:: About this exercise ::
Bring together copies of the lines in the data below that contain the word "register".

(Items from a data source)
Start of Block

Issue #2786, opened 2026-08-28
ops — generate on-box register derived figures; widen wrongId to the ID-reuse class


dudarenok-maker:
Tracking parent for implementing docs/superpowers/specs/2026-08-28-onbox-register-generated-surfaces-design.md via docs/superpowers/plans/2026-08-29-onbox-register-generated-surfaces.md.

**Closes #2362, #2721 on completion. Completes #2599, #2603. Does NOT close #2708** (deferred — see the spec's pass-4 revision note).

End of Block

:: Answer box ::
ops — generate on-box register derived figures; widen wrongId to the ID-reuse class
Tracking parent for implementing docs/superpowers/specs/2026-08-28-onbox-register-generated-surfaces-design.md via docs/superpowers/plans/2026-08-29-onbox-register-generated-surfaces.md.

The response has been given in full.